TASK PROMPT:
Please set down the records exactly, keeping every line.

TASK INPUT:
Issue #2778, opened 2026-07-24
bpf: SQL query completion clobbers enclosing HTTP server span context


mtanda:
### Component

OBI (eBPF instrumentation)

### What happened?

`process_sql_return()` in `bpf/gotracer/go_sql.c` calls `obi_ctx__del()` unconditionally when a SQL query returns.

`traces_ctx_v1` (`bpf/shared/obi_ctx.h`) is keyed only by `pid_tgid`, with no notion of span nesting/depth. When a SQL query runs inside an HTTP handler, this unconditional delete also clears the enclosing HTTP server span's context, even though that HTTP span is still active.

A very common shape hits this: logging something after a query that built the response. Because the context was cleared, `ebpf.log_enricher` silently stops injecting `trace_id`/`span_id` into any log line written after the query returns, even though the request is still in-flight.

### What did you expect to happen?

Log lines written after a SQL query completes, but still within the enclosing HTTP server span, should still get `trace_id`/`span_id` injected by `ebpf.log_enricher`.

### Steps to reproduce

1. Instrument a Go HTTP service that uses database/sql (e.g. gin + gorm + Postgres) with `ebpf.log_enricher` enabled.
2. In the HTTP handler, run a SQL query, then log a line after the query returns (e.g. logging the response before writing it).
3. Send a request to the service and inspect the log line's fields.

### OBI configuration

```yaml
ebpf:
  log_enricher:
    services:
    - service:
      - open_ports: "8082"
        exe_path: /usr/local/bin/shop-api
```

### Relevant logs

Before fix (trace_id/span_id missing):
```
{"time":"2026-07-23T10:43:37.119635502Z","level":"INFO","msg":"request completed","method":"GET","path":"/api/v1/products","status":200,"duration_ms":0}
```

After fix (trace_id/span_id present):
```
{"duration_ms":0,"level":"INFO","method":"GET","msg":"request completed","path":"/api/v1/products","span_id":"cd02f93636a93277","status":200,"time":"2026-07-24T04:56:11.694275471Z","trace_id":"5f3bba18b49e28f1d0947d37da94fe0a"}
```

### Additional context

Opened #2775 as a minimal patch for this specific case; it's not a proper fix for the underlying problem.

### Version

v0.10.0

### Kernel version

6.8.0-117-generic

### OS / Distribution

Ubuntu 24.04.4 LTS (colima VM, aarch64)

### Deployment

Docker / container

PR #2875, opened 2026-08-03
test: reproduce log enrichment gap after HTTP->SQL->log sequence

mtanda:
## Summary

Adds an integration test reproducing the log enrichment gap described in #2778: after a SQL query completes inside an HTTP handler, `ebpf.log_enricher` stops injecting `trace_id`/`span_id` into log lines written afterward, because `process_sql_return()` unconditionally clears the `pid_tgid`-keyed span context that the enclosing HTTP span still relies on.

- `go_sql_logger`: a minimal Go HTTP service (net/http + database/sql) that runs a SQL query then logs a line before responding, matching the HTTP -> SQL -> log sequence from the issue.
- `log_enricher_test.go` / `docker-compose-log-enricher.yml` / `suites_test.go`: wires the new component into the log enricher integration test suite and asserts the post-query log line carries `trace_id`/`span_id`.

This is a test-only change to capture the reproduction; it does not include the eBPF fix.

## Test plan
- [ ] `go test -v -run TestLogEnricher -timeout 10m ./internal/test/integration/` (requires Linux/eBPF environment)

Related to #2778


internal/test/integration/docker-compose-log-enricher.yml
```diff
@@ -90,6 +90,16 @@ services:
...
 
+  testserversql:
+    build:
+      context: ../../..
+      dockerfile: internal/test/integration/components/go_sql_logger/Dockerfile
+    image: hatest-testserver-logenricher-sql-go
+    networks:
+      - shared
+    ports:
+      - "8389:8090"
```
MrAlias, line 101: Port 8090 is absent from `obi-config-log-enricher.yml`'s log-enricher service selector, which currently allows only `8380,50051,3030,8085,3040,8388`. Discovery can still select this process for tracing via `OTEL_EBPF_OPEN_PORT`, but `ProcessTracer.AllowPID` skips the log enricher when the independent selector does not match. As a result, this service cannot emit an enriched line and the new tests time out before exercising the SQL-return behavior. Could we add 8090 to the log-enricher allowlist?

internal/test/integration/suites_test.go
```diff
@@ -1113,6 +1113,22 @@ func TestSuite_LogEnricherMultiSegWritev(t *testing.T) {
...
 
+func TestSuite_LogEnricherGoSQL(t *testing.T) {
+	compose, err := docker.ComposeSuite("docker-compose-log-enricher.yml", path.Join(pathOutput, "test-suite-log-enricher-go-sql.log"))
+	require.NoError(t, err)
+
+	compose.Env = append(compose.Env, `OTEL_EBPF_OPEN_PORT=8090`, `OTEL_EBPF_EXECUTABLE_PATH=`)
+	require.NoError(t, compose.Up())
+
+	t.Run("Log Enricher Go SQL", func(t *testing.T) {
+		testLogEnricher(t, logEnricherGoSQLConstants)
```
MrAlias, line 1124: `testLogEnricher` only checks that `trace_id` and `span_id` are present. A SQL-return change that leaves the completed SQL child in `traces_ctx_v1` would pass while correlating the post-query log to the wrong span. Could this reproduction assert that the IDs belong to the still-active HTTP server span, rather than the completed SQL span?

internal/test/integration/suites_test.go
```diff
@@ -1113,6 +1113,22 @@ func TestSuite_LogEnricherMultiSegWritev(t *testing.T) {
...
+	})
+	t.Run("Log Enricher Go SQL manual SDK", func(t *testing.T) {
```
MrAlias, line 1126: This subtest covers a separate gap: the helper documents that `go_sdk.c` never writes manual spans to `traces_ctx_v1`, so restoring context after SQL return cannot make it pass. Since it runs in the normal integration matrix, the SQL regression suite remains red even after #2778 is fixed. Could we remove the manual-SDK path from this PR and track it independently?

MrAlias (commented):
The current wiring does not yet make this a reliable acceptance test for restoring the enclosing HTTP context after SQL completion.

marctc (commented):
Thanks for this! Of course we can't merge the PR as it is because CI would fail. We could technically merge this PR but we wouldn't need to skip the test for now. We can also leave the PR as draft (or closed) and link it to the issue too.

mtanda:
@MrAlias @marctc
Thank you for your feedback. I understand that I need to improve the tests.
Sorry for bothering you both. These tests are included in [#2876](https://github.com/open-telemetry/opentelemetry-ebpf-instrumentation/pull/2876). I will close this PR and continue improving the tests there instead.
I will focus on the SQL span first, and the manual span next.

internal/test/integration/suites_test.go
mtanda: I have created a separate issue for the manual span case: [#2932](https://github.com/open-telemetry/opentelemetry-ebpf-instrumentation/issues/2932).
I also removed the fix for the manual span from this PR: [#2876](https://github.com/open-telemetry/opentelemetry-ebpf-instrumentation/pull/2876).
I will address that point when I open a PR for the manual span.

internal/test/integration/docker-compose-log-enricher.yml
mtanda: Thanks for pointing that out. I've added the port in this PR.
https://github.com/open-telemetry/opentelemetry-ebpf-instrumentation/pull/2876/changes/fe51270af3287e50eae9a650f9f59082b1982978

internal/test/integration/suites_test.go
mtanda: I've added the test in this commit.
https://github.com/open-telemetry/opentelemetry-ebpf-instrumentation/pull/2876/changes/810f3771237caf69ba90d7c9a8a3c0d279eb3e29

THE COMPLETED TASK:
Issue #2778, opened 2026-07-24
bpf: SQL query completion clobbers enclosing HTTP server span context


mtanda:
### Component

OBI (eBPF instrumentation)

### What happened?

`process_sql_return()` in `bpf/gotracer/go_sql.c` calls `obi_ctx__del()` unconditionally when a SQL query returns.

`traces_ctx_v1` (`bpf/shared/obi_ctx.h`) is keyed only by `pid_tgid`, with no notion of span nesting/depth. When a SQL query runs inside an HTTP handler, this unconditional delete also clears the enclosing HTTP server span's context, even though that HTTP span is still active.

A very common shape hits this: logging something after a query that built the response. Because the context was cleared, `ebpf.log_enricher` silently stops injecting `trace_id`/`span_id` into any log line written after the query returns, even though the request is still in-flight.

### What did you expect to happen?

Log lines written after a SQL query completes, but still within the enclosing HTTP server span, should still get `trace_id`/`span_id` injected by `ebpf.log_enricher`.

### Steps to reproduce

1. Instrument a Go HTTP service that uses database/sql (e.g. gin + gorm + Postgres) with `ebpf.log_enricher` enabled.
2. In the HTTP handler, run a SQL query, then log a line after the query returns (e.g. logging the response before writing it).
3. Send a request to the service and inspect the log line's fields.

### OBI configuration

```yaml
ebpf:
  log_enricher:
    services:
    - service:
      - open_ports: "8082"
        exe_path: /usr/local/bin/shop-api
```

### Relevant logs

Before fix (trace_id/span_id missing):
```
{"time":"2026-07-23T10:43:37.119635502Z","level":"INFO","msg":"request completed","method":"GET","path":"/api/v1/products","status":200,"duration_ms":0}
```

After fix (trace_id/span_id present):
```
{"duration_ms":0,"level":"INFO","method":"GET","msg":"request completed","path":"/api/v1/products","span_id":"cd02f93636a93277","status":200,"time":"2026-07-24T04:56:11.694275471Z","trace_id":"5f3bba18b49e28f1d0947d37da94fe0a"}
```

### Additional context

Opened #2775 as a minimal patch for this specific case; it's not a proper fix for the underlying problem.

### Version

v0.10.0

### Kernel version

6.8.0-117-generic

### OS / Distribution

Ubuntu 24.04.4 LTS (colima VM, aarch64)

### Deployment

Docker / container

PR #2875, opened 2026-08-03
test: reproduce log enrichment gap after HTTP->SQL->log sequence

mtanda:
## Summary

Adds an integration test reproducing the log enrichment gap described in #2778: after a SQL query completes inside an HTTP handler, `ebpf.log_enricher` stops injecting `trace_id`/`span_id` into log lines written afterward, because `process_sql_return()` unconditionally clears the `pid_tgid`-keyed span context that the enclosing HTTP span still relies on.

- `go_sql_logger`: a minimal Go HTTP service (net/http + database/sql) that runs a SQL query then logs a line before responding, matching the HTTP -> SQL -> log sequence from the issue.
- `log_enricher_test.go` / `docker-compose-log-enricher.yml` / `suites_test.go`: wires the new component into the log enricher integration test suite and asserts the post-query log line carries `trace_id`/`span_id`.

This is a test-only change to capture the reproduction; it does not include the eBPF fix.

## Test plan
- [ ] `go test -v -run TestLogEnricher -timeout 10m ./internal/test/integration/` (requires Linux/eBPF environment)

Related to #2778


internal/test/integration/docker-compose-log-enricher.yml
```diff
@@ -90,6 +90,16 @@ services:
...
 
+  testserversql:
+    build:
+      context: ../../..
+      dockerfile: internal/test/integration/components/go_sql_logger/Dockerfile
+    image: hatest-testserver-logenricher-sql-go
+    networks:
+      - shared
+    ports:
+      - "8389:8090"
```
MrAlias, line 101: Port 8090 is absent from `obi-config-log-enricher.yml`'s log-enricher service selector, which currently allows only `8380,50051,3030,8085,3040,8388`. Discovery can still select this process for tracing via `OTEL_EBPF_OPEN_PORT`, but `ProcessTracer.AllowPID` skips the log enricher when the independent selector does not match. As a result, this service cannot emit an enriched line and the new tests time out before exercising the SQL-return behavior. Could we add 8090 to the log-enricher allowlist?

internal/test/integration/suites_test.go
```diff
@@ -1113,6 +1113,22 @@ func TestSuite_LogEnricherMultiSegWritev(t *testing.T) {
...
 
+func TestSuite_LogEnricherGoSQL(t *testing.T) {
+	compose, err := docker.ComposeSuite("docker-compose-log-enricher.yml", path.Join(pathOutput, "test-suite-log-enricher-go-sql.log"))
+	require.NoError(t, err)
+
+	compose.Env = append(compose.Env, `OTEL_EBPF_OPEN_PORT=8090`, `OTEL_EBPF_EXECUTABLE_PATH=`)
+	require.NoError(t, compose.Up())
+
+	t.Run("Log Enricher Go SQL", func(t *testing.T) {
+		testLogEnricher(t, logEnricherGoSQLConstants)
```
MrAlias, line 1124: `testLogEnricher` only checks that `trace_id` and `span_id` are present. A SQL-return change that leaves the completed SQL child in `traces_ctx_v1` would pass while correlating the post-query log to the wrong span. Could this reproduction assert that the IDs belong to the still-active HTTP server span, rather than the completed SQL span?

internal/test/integration/suites_test.go
```diff
@@ -1113,6 +1113,22 @@ func TestSuite_LogEnricherMultiSegWritev(t *testing.T) {
...
+	})
+	t.Run("Log Enricher Go SQL manual SDK", func(t *testing.T) {
```
MrAlias, line 1126: This subtest covers a separate gap: the helper documents that `go_sdk.c` never writes manual spans to `traces_ctx_v1`, so restoring context after SQL return cannot make it pass. Since it runs in the normal integration matrix, the SQL regression suite remains red even after #2778 is fixed. Could we remove the manual-SDK path from this PR and track it independently?

MrAlias (commented):
The current wiring does not yet make this a reliable acceptance test for restoring the enclosing HTTP context after SQL completion.

marctc (commented):
Thanks for this! Of course we can't merge the PR as it is because CI would fail. We could technically merge this PR but we wouldn't need to skip the test for now. We can also leave the PR as draft (or closed) and link it to the issue too.

mtanda:
@MrAlias @marctc
Thank you for your feedback. I understand that I need to improve the tests.
Sorry for bothering you both. These tests are included in [#2876](https://github.com/open-telemetry/opentelemetry-ebpf-instrumentation/pull/2876). I will close this PR and continue improving the tests there instead.
I will focus on the SQL span first, and the manual span next.

internal/test/integration/suites_test.go
mtanda: I have created a separate issue for the manual span case: [#2932](https://github.com/open-telemetry/opentelemetry-ebpf-instrumentation/issues/2932).
I also removed the fix for the manual span from this PR: [#2876](https://github.com/open-telemetry/opentelemetry-ebpf-instrumentation/pull/2876).
I will address that point when I open a PR for the manual span.

internal/test/integration/docker-compose-log-enricher.yml
mtanda: Thanks for pointing that out. I've added the port in this PR.
https://github.com/open-telemetry/opentelemetry-ebpf-instrumentation/pull/2876/changes/fe51270af3287e50eae9a650f9f59082b1982978

internal/test/integration/suites_test.go
mtanda: I've added the test in this commit.
https://github.com/open-telemetry/opentelemetry-ebpf-instrumentation/pull/2876/changes/810f3771237caf69ba90d7c9a8a3c0d279eb3e29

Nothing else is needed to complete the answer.